Exemplary materials that could be used as additional components
would include, without limitation, antimicrobials, pigments,
antioxidants, surfactants, waxes, flow promoters, particulates, and
other materials added to enhance processability of the polymer.
These and other additives can be used in conventional amounts.
[0040] As noted above, PPS is an example of a polyarylene sulfide.
PPS is an engineering thermoplastic polymer that is widely used for
film, fiber, injection molding, and composite applications due to
its high chemical resistance, excellent mechanical properties, and
good thermal properties. However, the thermal and oxidative
stability of PPS is considerably reduced in the presence of air and
at elevated temperature conditions. Under these conditions, severe
degradation can occur, leading to the embrittlement of PPS material
and severe loss of strength.

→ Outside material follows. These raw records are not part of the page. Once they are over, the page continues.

PR #350, opened 2026-06-22
fix(#317): compression issue batch — net-savings guard, test-exit, diff-dedup, session-id

dean0x:
## Summary

Triages and fixes a batch of rewrite-hook / output-compression issue reports from coding agents, holding skim's vision — **compress, and when we can't beat raw, pass through (never expand, never lose meaning)** — and keeping **both interception surfaces** (the rewrite hook *and* the PATH wrappers) correct.

A **Phase 0 diagnostic pass** (built HEAD, reproduced every report) split the batch into *confirmed-live* vs *version-skew / not-skim*, so we only wrote code for real defects. Triage note: `.devflow/docs/phase0-triage-rewrite-compression-batch.md`.

| Report | Verdict | Action |
|---|---|---|
| 7.1 `ls -la` net-expands · 7.2 `wc -c` net-expands | **LIVE (C)** | net-savings guard |
| 3.1 `vitest run` passthrough forces exit 1 | **LIVE (D)** | real exit code |
| 6.1 `git diff` duplicates changed lines | **LIVE (F)** | per-file dedup cursor |
| 1.1 `--session-id` rejected on skew | skew + hardened (B) | drop flag injection |
| 1.2, 2.1, 5.1, 5.3 | already fixed on HEAD | confirmed, no code |
| 4.1 "denied" | **not a skim bug** (agent-harness perms / skew) | none |
| 5.2 `export …` `(eval):` error | **not skim** (agent shell) | none |

## What changed

**Cluster C — universal net-savings guard** (`cmd/execution.rs::savings_decision`, wired into the shared sinks: execution / git / build / test / log). Conservative rule (an explicit user decision): keep compressed **only if strictly smaller** than raw — measured in tokens below the size cap, byte-length above it; tie / empty / larger → passthrough (emit raw verbatim, no fabricated `tool N` / `LS:` / `GREP:` header). Exit code + stderr preserved on passthrough. Lives below the dispatch front-end, so it covers **both** surfaces. `--json`, `gh` streaming, and `heatmap` are exempt. Strengthens #317 (output only ever moves toward *more-complete* raw).

**Cluster C-7 — flag-substituting handlers.** `git status --short`/`-s`/`--porcelain` is judged against the **user's literal-flag** output (not skim's internal `--porcelain=v2`), so on a small/clean repo it passes through to raw and never expands relative to what the user asked for. Porcelain stays machine-faithful (empty = clean).

**Cluster D — test-runner exit fidelity** (`cmd/test/shared.rs`). The passthrough arm no longer hardcodes `ExitCode::FAILURE`; it returns `resolve_exit_code(0, exit_source)` — a passing suite skim merely couldn't parse now exits 0; a genuinely failing suite preserves its non-zero code; the PASS/FAIL summary leads the output.

**Cluster F — git diff de-duplication** (`cmd/git/diff/render.rs`). A per-`FileDiff` monotonic `EmittedCursor { last_new, last_old }` skips already-emitted patch lines (`+`/context on the new-line axis, `-` on the old-line axis), so changed lines on a hunk shared by two adjacent ranges are emitted **exactly once**. Context intact; non-overlapping diffs unchanged; `render_raw_hunks` untouched.

**Cluster B — session-id hardening** (`cmd/rewrite/hook.rs`, `main.rs`, `cmd/dispatch.rs`, `cmd/session_sidecar.rs`). Stops injecting `--session-id` into rewritten commands entirely — the only thing an older binary could hard-reject (the 1.1 failure class) — making the failure impossible regardless of version skew. Attribution flows out-of-band: sidecar (hook surface, ancestry walk) → `SKIM_SESSION_ID` env (wrapper surface) → the hidden `_session_id` clap field (forward-compat fallback). `strip_session_id_flag()` at the dispatch entry tolerates a stray flag on every subcommand (defense-in-depth).

## Key decisions

- **Net-savings rule: strictly-smaller-to-keep, ties pass through** (per the explicit decision; an early implementation had this inverted — corrected in `e94c989`). 0 tokens saved → passthrough.
- **Tokenization size cap lowered 64 MiB → 64 KiB** (`90fca15`, chosen with the maintainer). The guard tokenizes raw+compressed on the main thread; measured cost is ~0.3 s/MB in release (~3 s/MB in debug), and pathological on degenerate single-token input. 64 KiB bounds the guard's added latency to ~tens of ms at the cap in release; larger outputs use byte-length comparison (still never-expand-safe — token accuracy matters most for *small* outputs, which stay below the cap).
- **Empty/tiny raw → faithful passthrough** (no fabricated summary). Consistent with the strict rule and git's porcelain contract; the build-success "OK warnings:" summary still appears whenever the build produces real output (verified).

## Findings to flag (out of scope here)

1. **Analytics tokenization is the dominant large-output cost**, and it is *pre-existing* (present on `main`): recording token-savings tokenizes the output on the main thread (~0.3 s/MB release). The new guard cap does not address this path. Worth a follow-up (move it to the existing fire-and-forget background thread, or cap it too).
2. **Rewrite engine drops `run` from `cargo nextest run`** → `skim cargo nextest …` (observed via `skim rewrite`). Pre-existing; not in this batch's scope, but it silently breaks `cargo nextest run` under the hook (use `SKIM_PASSTHROUGH=1`).
3. **`skim <markdown>` emits headings out of source order** (title last) — observed on the triage note.

## Testing

- Full suite green: **3963 passed, 0 failed** (`cargo nextest run -p rskim -j 4`); `clippy -D warnings` + `cargo fmt --check` clean.
- New coverage: `cli_no_expansion_317.rs` (7.1/7.2 invariant on real `ls -la`/`wc -c`), `cli_session_id_skew.rs` (stray `--session-id` stripped for git/grep/ls), `cli_wrapper_argv0.rs` (**PATH-wrapper / argv0 surface** — the previously-untested second surface), plus a deterministic CAP-ENGAGED perf test and unit/integration updates.
- 30 scenario-based acceptance checks pass (functionality, exit codes, `--json` validity, stdout/stderr split, #317 never-expand, flag preservation).
- Both-surface coverage: rewrite/hook path and the wrapper (argv0) path both exercised.

🤖 Generated with [Claude Code](https://claude.com/claude-code)

### DIFF
--- a/CHANGELOG.md
+++ b/CHANGELOG.md
@@ -42,8 +42,22 @@ and this project adheres to [Semantic Versioning](https://semver.org/spec/v2.0.0
   `gh api` and `gh run watch` are exempt from the `--json` steering check at the
   handler gate (matching the rewrite skip-list); only `--jq`/`-q`/`--template`/`-t`
   trigger passthrough for those subcommands.
+- **Test-runner exit-code fidelity** (#350) — A passing suite whose output skim cannot
+  parse now exits 0 instead of 1. Previously `resolve_exit_code` treated an unparseable
+  exit-0 result as a failure (exit 1); it now propagates the child's zero exit code
+  verbatim. Genuine non-zero exits from failing suites are preserved unchanged on all paths.
+- **Git diff changed-line de-duplication** (#350) — Lines appearing in a hunk covered by
+  adjacent diff ranges are now emitted exactly once. A per-`FileDiff` `EmittedCursor` tracks
+  the last-written position; overlapping ranges advance the cursor rather than re-emitting
+  the shared lines. No change to diff output for non-overlapping hunks.
 
 ### Changed
+- **Session-id attribution priority inverted: sidecar > env > flag** (#350) — The hook no longer
+  injects `--session-id` into rewritten commands; flag injection caused hard failures
+  (`"unexpected argument --session-id"`) on older binaries. Attribution now resolves in order:
+  sidecar (written out-of-band by the hook; found via ancestry walk) → `SKIM_SESSION_ID` env var
+  (wrapper-surface attribution; export alongside `PATH`) → `--session-id=VALUE` flag
+  (forward-compat fallback; honoured so old hooks that still inject the flag are not lost).
 - **Net-savings guard token-decision cap raised 64 KiB → 256 KiB; new 4 KiB longest-run guard
   for degenerate inputs** (#317 / #350) — The cap controlling when `savings_decision` falls
   back from exact token counts to fast byte comparison is raised from 64 KiB to 256 KiB,
--- a/CHANGELOG.md
+++ b/CHANGELOG.md
@@ -44,6 +44,27 @@ and this project adheres to [Semantic Versioning](https://semver.org/spec/v2.0.0
   trigger passthrough for those subcommands.
 
 ### Changed
+- **Net-savings guard token-decision cap raised 64 KiB → 256 KiB; new 4 KiB longest-run guard
+  for degenerate inputs** (#317 / #350) — The cap controlling when `savings_decision` falls
+  back from exact token counts to fast byte comparison is raised from 64 KiB to 256 KiB,
+  improving token-accurate decisions for moderately large outputs.  A complementary
+  longest-run guard is added: when either string contains a non-whitespace run exceeding
+  4 KiB (and both strings are below the size cap), the function falls back to byte comparison
+  to avoid O(n²) BPE merge cost on minified JS / base64 / binary-as-text single-line inputs.
+  Real line-oriented shell output never triggers the run guard; the "never expand" safety
+  invariant is unchanged on all paths.
+- **Analytics stores true (gross) compressed-token counts on expansion rows** (#317 / #350) —
+  Previously `compressed_tokens` was clamped to `raw_tokens` when the output expanded.  It is
+  now stored as the true value.  The `tokens_saved` aggregate (in `query_summary`, `query_daily`,
+  and all other aggregate queries) is floored per-row to 0 via `CASE WHEN`, consistent with
+  existing `query_by_command` / `query_by_language` / `query_by_mode` / `query_by_session`
+  behavior.  Row-level `raw_tokens` / `compressed_tokens` now carry true gross counts, allowing
+  accurate expansion-rate analysis.  **Note:** rows written before this change remain clamped
+  (mixed historical data); this is acceptable for cumulative analytics — no migration is needed.
+- **`--show-stats` token counts reused for analytics recording** (#317 / #350) — When
+  `--show-stats` is active, the token counts already computed for the stats display are reused
+  to record the analytics row via `try_record_command_with_counts`, avoiding redundant
+  background re-tokenization.  The common path (no `--show-stats`) is unchanged.
 - **`serde_json` `preserve_order` feature enabled workspace-wide — key ordering changes** — (#302)
   Enabling `preserve_order` switches `serde_json::Map` from `BTreeMap` (alphabetical) to
   `IndexMap` (declaration/insertion order) for every crate in the workspace. Visible effects:
--- a/CLAUDE.md
+++ b/CLAUDE.md
@@ -96,7 +96,7 @@ skim intercepts a sub-agent's shell command through **two independent mechanisms
 
 - `SKIM_PASSTHROUGH=1` — bypass all compression (use when compressed output hides an error). Indefinite commands (`vite dev`, `jest --watch`, bare `skim vitest`) auto-pass-through live; use `skim vitest run` for a compressed one-shot.
 - `SKIM_DEBUG=1` (or `--debug`) — warnings/notices on stderr.
-- `SKIM_SESSION_ID` — analytics session attribution; priority `--session-id` > sidecar > env > none. Set it alongside the PATH export so sub-agents inherit it.
+- `SKIM_SESSION_ID` — analytics session attribution; priority sidecar > env > `--session-id` flag (flag is a forward-compat fallback only — the hook no longer injects it). Set it alongside the PATH export so sub-agents inherit it.
 - `SKIM_CACHE_DIR` / `SKIM_ANALYTICS_DB` — override the cache dir / analytics DB path.
 - `SKIM_DISABLE_ANALYTICS=1` — disable recording. `SKIM_INPUT_COST_PER_MTOK` — $/MTok for cost estimates (default 3.0).
 - Session-provider overrides for `discover`/`learn`/`agents`: `SKIM_PROJECTS_DIR`, `SKIM_CODEX_SESSIONS_DIR`, `SKIM_COPILOT_DIR`, `SKIM_CURSOR_DB_PATH`, `SKIM_GEMINI_DIR`, `SKIM_CRUSH_DIR`.
--- a/crates/rskim/Cargo.toml
+++ b/crates/rskim/Cargo.toml
@@ -56,4 +56,3 @@ serde_json = { workspace = true }
 serial_test = { workspace = true }
 filetime = { workspace = true }
 rskim-contract = { path = "../rskim-contract" }
-rusqlite = { workspace = true }
--- a/crates/rskim/Cargo.toml
+++ b/crates/rskim/Cargo.toml
@@ -56,3 +56,4 @@ serde_json = { workspace = true }
 serial_test = { workspace = true }
 filetime = { workspace = true }
 rskim-contract = { path = "../rskim-contract" }
+rusqlite = { workspace = true }
--- a/crates/rskim/src/analytics/mod.rs
+++ b/crates/rskim/src/analytics/mod.rs
@@ -2262,14 +2262,9 @@ mod tests {
         // Only the two compressing rows contribute: 2 × (1000 - 100) = 1800.
         assert_eq!(summary.tokens_saved, 1800);
 
-        let daily = db.query_daily(None).unwrap();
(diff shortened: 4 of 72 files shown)


dean0x:
## Follow-up: tokenization-accuracy pass (commits `5bf8339`, `7f29178`)

Builds on this PR's net-savings guard with three changes:

**1. Guard token-decision cap 64 KiB → 256 KiB + degenerate-input run guard.** `savings_decision` now tokenizes (the exact token decision) up to 256 KiB instead of 64 KiB; above that it still falls back to byte comparison. A new 4 KiB longest-non-whitespace-run guard routes BPE-pathological inputs (long no-split runs — minified JS, base64) to the byte path, bounding worst-case latency (~100–150 ms at the cap in release; a degenerate 256 KiB single run is decided in <50 ms via the byte path). Never-expand contract unchanged.

**2. `--show-stats` reuses its token counts for analytics** instead of re-tokenizing on the background thread. The common (no-`--show-stats`) hot path is unchanged by design — still zero main-thread tokenization.

**3. Faithful (gross) expansion analytics.** Removed the `compressed_tokens.min(raw_tokens)` clamp so true counts are stored; the summary/daily `tokens_saved` aggregates now floor per-row to 0 via the same `CASE WHEN` the by-command/lang/mode/session aggregates already use. ⚠️ Rows written **before** this change remain clamped (mixed historical data — acceptable for cumulative analytics; no schema migration).

### Verification
- 2940/2940 `-p rskim` unit/integration tests; new expansion + `--show-stats` integration tests (`tests/cli_analytics_expansion.rs`); clippy + fmt clean; remote **Test Suite (full regression) green**.
- `--show-stats` rows confirmed **field-identical** to the background path, e.g. `skim git log` records `git | raw=264 | compressed=277 | passthrough | 0.0%` both with and without `--show-stats` — and note that row is a real expansion (277 > 264) now stored **gross/true** with savings floored to 0.
- The `security/snyk` check failure is the known **account-quota limit** ("used your limit of private tests"), not a code finding (Rust is not Snyk-Code-supported).

dean0x:
The "emit raw verbatim + add trailing newline + flip tier to passthrough" logic is duplicated across ~6 sinks (execution.rs:703-715, build/mod.rs:211-218, git/mod.rs:451-457, git/status.rs:169-178, test/shared.rs:173-181, log.rs:176-183). This should be consolidated into a single helper `emit_raw_passthrough()` to ensure the #317 never-expand/always-newline invariant cannot silently diverge across sinks on future edits.

**Suggested fix:** Extract `pub(crate) fn emit_raw_passthrough(out: &mut impl Write, raw: &str) -> io::Result<&'static str>` in cmd/execution.rs, implementing the canonical "emit raw + trailing newline + return \"passthrough\"" behavior. (HIGH: architecture 90%, complexity 88%, consistency 96%)

dean0x:
The entire `run_parsed_command_with_raw_override` function (~90 lines) duplicates `git/mod.rs::run_parsed_command` just to add an optional `raw_override` baseline. This double-maintains the credential-scrub path (PF-024) and other shared logic.

**Suggested fix:** Add `raw_override: Option<String>` parameter to the existing shared `git::run_parsed_command` (defaulting `None` at other call sites). Delete `run_parsed_command_with_raw_override`. This matches the module's own `combine_stderr` pattern and keeps credential-scrub single-sourced. (HIGH: architecture 88%, consistency 92%)

dean0x:
The `savings_decision_degenerate_perf_under_50ms` test asserts `< 50 ms` for a 256 KiB tokenization boundary. This is flaky under pinned 4-thread CI with sccache — a 50 ms wall-clock budget has no margin for scheduler jitter. Raise to 500 ms (still proves tokenization ~3s was skipped) or assert behaviorally.

**Suggested fix:** Change `assert!(elapsed < Duration::from_millis(50))` to `assert!(elapsed < Duration::from_millis(500))` or move timing to a separate `#[ignore]`d benchmark and assert via a behavioral proxy. (HIGH: testing 88%)

dean0x:
The `argv0_ls_wrapper_dispatches_and_does_not_expand` test asserts `skim_len <= raw_len + raw_len` (2× slack), not the strict `<=` enforced elsewhere. The #317 never-expand contract is `skim_len <= raw_len` — a 2× allowance would pass a near-doubling regression.

**Suggested fix:** Trim both sides and assert strict `skim_stdout.trim_end().len() <= raw_output.trim_end().len()`, matching `cli_no_expansion_317.rs`. (HIGH: testing 85%)

dean0x:
Three user-visible behavior changes are missing from Unreleased CHANGELOG:
1. **Session-ID resolution priority inverted** — attribution now resolves `sidecar > env > flag` (inverse of previous flag-first order).
2. **Test passthrough exit-code fidelity fixed** — a PASSING suite whose output skim couldn't parse previously reported exit 1; now forwards the real process exit.
3. **git diff de-duplication** — adjacent nodes sharing a hunk no longer emit changed lines twice.

Add entries under `### Changed` and `### Fixed`. See documentation review for exact wording. (HIGH: documentation 84-88%)

dean0x:
`longest_nonwhitespace_run()` is called at line 159-161 (two full O(n) scans, up to 256 KiB each) **before** the cheap `comp_t.len() >= raw_t.len()` byte early-exit at line 176. When compression doesn't win on bytes (common for small/incompressible output), the function wastes 512 KiB of scanning before deciding to Passthrough anyway.

**Suggested fix:** Reorder so cheap byte checks gate the run scan. Do size/byte checks FIRST; only compute `longest_nonwhitespace_run` when bytes indicate compression wins AND below size cap (immediately before `count_token_pair` at line 186). (MEDIUM: performance 80%)

dean0x:
When `--show-stats` is active, the same `(raw, compressed)` pair is tokenized **twice on the main thread**: once in the guard (via `savings_decision`), then again in the stats display (via `record_and_report`). At ~0.3 s/MB release cost, a 200 KiB output pays ~240 ms total main-thread token cost.

**Suggested fix:** Have `savings_decision` optionally return the token counts it computed, and feed those into stats when acceptable. Or tokenize once on untrimmed strings and derive trimmed counts from length adjustment. (MEDIUM: performance 85%)

dean0x:
## Summary: PR #350 Review Complete

**Overall Posture:** 0 blocking issues across 11 reviewers; mergeable with should-fix follow-ups.

All behavior is sound and well-tested. The net-savings guard is correctly bounded, exit-code fidelity is fixed, git-diff dedup is accurate, and the session-id migration is defended on both interception surfaces. No regressions or comprehension barriers.

### Should-Fix Items (8 total)

**High-priority (blocks polish):**
1. **Duplication consolidation** — 6 sinks re-implement emit-raw-passthrough (HIGH ≥88%) → extract helper
2. **git/status.rs copy** — 90-line duplicate of git/mod.rs (HIGH ≥88%) → add `raw_override` param to shared function
3. **Flaky test** — 50 ms wall-clock assertion (HIGH 88%) → raise to 500 ms or use behavioral proxy
4. **Wrapper-surface guard** — 2× slack never-expand assertion (HIGH 85%) → tighten to strict `<=`

**Medium-priority (perf/optimization):**
5. **Whitespace-run reorder** — scan before byte gate (MEDIUM 80%) → compute only when compression wins
6. **Double tokenization** — --show-stats re-tokenizes (MEDIUM 85%) → reuse counts from guard

**Documentation-only (critical accuracy):**
7. **CLAUDE.md stale** — session-id priority inverted but doc shows old order (CRITICAL 96%) → update to `sidecar > env > flag`
8. **CHANGELOG omissions** — 3 user-visible changes not documented (HIGH 84-88%) → add session-id priority, exit-code fix, diff-dedup entries

### Lower-Confidence Items (7 total)
- Session-id priority phrasing reconciliation (70%)
- `EmittedCursor` naming consistency (`cursor` vs `emitted_cur` in render.rs) (90% — minor style)
- Redundant rusqlite dev-dep (72%)
- `const { assert!(TOKEN_SIZE_CAP > TOKEN_RUN_CAP) }` suggestion (70%)
- Git status double-spawn justification / single-invocation path (75%)
- Heatmap docstring exemption wording (78%)
- Analytics e2e test 300 ms sleep robustness (78% — inherent to fire-and-forget)

### Review Scores by Discipline
| Discipline | Score | Notes |
|-----------|-------|-------|
| Security | 9/10 | Clean; no injection surfaces; credential-redaction unchanged |
| Architecture | 8/10 | Policy (savings_decision) centralized; mechanism (emit) duplicated 6× → needs consolidation |
| Performance | 8/10 | Guard bounds sound; two MEDIUM efficiency wins available |
| Complexity | 8/10 | Functions under limits; duplication is maintainability, not comprehension |
| Consistency | 7/10 | Wrapper rollout uniform; guard invocation asymmetric across sinks |
| Regression | 9/10 | Every behavior change locked by targeted test; #317 invariant upheld |
| Testing | 8/10 | Strong coverage; fix timing assertion flakiness and wrapper-surface assertion tightness |
| Reliability | 10/10 | Every loop bounded; assertions present; errors degrade gracefully |
| Rust | 9/10 | Idiomatic; no unwrap on production paths; borrowing optimized |
| Dependencies | 10/10 | Clean; workspace-pinned; no transitive bloat |
| Documentation | 7/10 | Code comments 9+/10; project docs need 1 CRITICAL + 3 HIGH fixes |

**Recommendation:** APPROVED WITH CONDITIONS — Fix the 4 high-priority should-fix items (duplication, flaky test, guard tightness) and the 2 critical documentation updates (CLAUDE.md, CHANGELOG) before merge. The 2 MEDIUM perf items are recommended but not blocking. 

Generated by automated review across 11 specialized agents (security, architecture, performance, complexity, consistency, regression, testing, reliability, rust, dependencies, documentation). See inline comments above for file:line details.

Improved thermal and oxidative
stability of PPS at elevated temperatures and in the presence of
air are desired.
[0041] The polyphenylene sulfide may be used directly as obtained
from the source or synthetic procedure, or it may be mechanically
processed to reduce the size of the PPS solids and/or to increase
the exposed surface area. Useful means of mechanical processing
includes, but is not limited to, milling, crushing, grinding,
shredding, chopping, and ultrasound. This mechanical processing may
occur before or during combination with at least one bismuth
additive.
[0042] The polyphenylene sulfide composition comprises at least one
bismuth additive in an amount sufficient to impart improved
thermo-oxidative stability to the polyphenylene sulfide. The
bismuth additive may be chosen from commercially available
materials or may be synthesized according to methods known in the
art. Useful bismuth additives include, for example, bismuth halides
such bismuth fluoride, bismuth chloride, bismuth bromide, bismuth
iodide, or mixtures thereof; an inorganic bismuth salt such as
bismuth hydroxide, bismuth subcarbonate, bismuth nitrate, bismuth
oxychloride, bismuth oxynitrate, bismuth subnitrate, bismuth
phosphate, or mixtures thereof; bismuth oxide; a bismuth
carboxylate such as bismuth acetate, bismuth citrate, bismuth
2-ethylhexanoate, bismuth stearate, bismuth neodecanoate, bismuth
subsalicylate, bismuth
tris(2,2,6,6-tetramethyl-3,5-heptanedionate), or mixtures thereof;
an oxide comprising bismuth and a transition metal, such as bismuth
molybdate [Bi.sub.2(MoO.sub.4).sub.3], bismuth titanate
(Bi.sub.2O.sub.3.2TiO.sub.2), bismuth zirconate
(2Bi.sub.2O.sub.3.3ZrO.sub.2), or mixtures thereof; or bismuth
metal. Mixtures of two or more types of bismuth compounds can also
be used.
[0043] In one embodiment, the bismuth additive comprises
bismuth(III). In one embodiment, the bismuth additive comprises a
bismuth halide, an inorganic bismuth salt, a bismuth carboxylate,
an oxide comprising bismuth and a transition metal, bismuth metal,
or a mixture thereof. In one embodiment, the bismuth additive
comprises bismuth metal. In one embodiment, the bismuth additive
comprises a bismuth carboxylate, wherein the carboxylate is an
acetate, a citrate, an ethylhexanoate, a stearate, a neodecanoate,
a salicylate, or a mixture thereof. In one embodiment, the bismuth
carboxylate comprises bismuth 2-ethylhexanoate. In one embodiment,
the bismuth additive comprises an oxide comprising bismuth and a
transition metal, wherein the transition metal is Ti, Mo, Zr, or is
any mixture thereof.
[0044] The bismuth additive has a loading in the range from about
0.01 weight percent to about 10 weight percent, for example from
about 0.05 weight percent to about 10 weight percent, or from about
0.10 weight percent to about 10 weight percent, or from about 0.5
weight percent to about 10 weight percent, or from about 1 weight
percent to about 10 weight percent, based on the weight of the
polyphenylene sulfide. Other useful ranges for the loading of the
bismuth additive in the polyphenylene sulfide include from about
0.01 weight percent to about 9 weight percent, for example from
about 0.05 weight percent to about 9 weight percent, or from about
0.10 weight percent to about 9 weight percent, or from about 0.5
weight percent to about 9 weight percent, or from about 1 weight
percent to about 9 weight percent, from about 0.01 weight percent
to about 5 weight percent, for example of about 0.05 weight percent
to about 5 weight percent, or from about 0.10 weight percent to
about 5 weight percent, or from about 0.5 weight percent to about 5
weight percent, or from about 1 weight percent to about 5 weight
percent, based on the weight of the polyphenylene sulfide.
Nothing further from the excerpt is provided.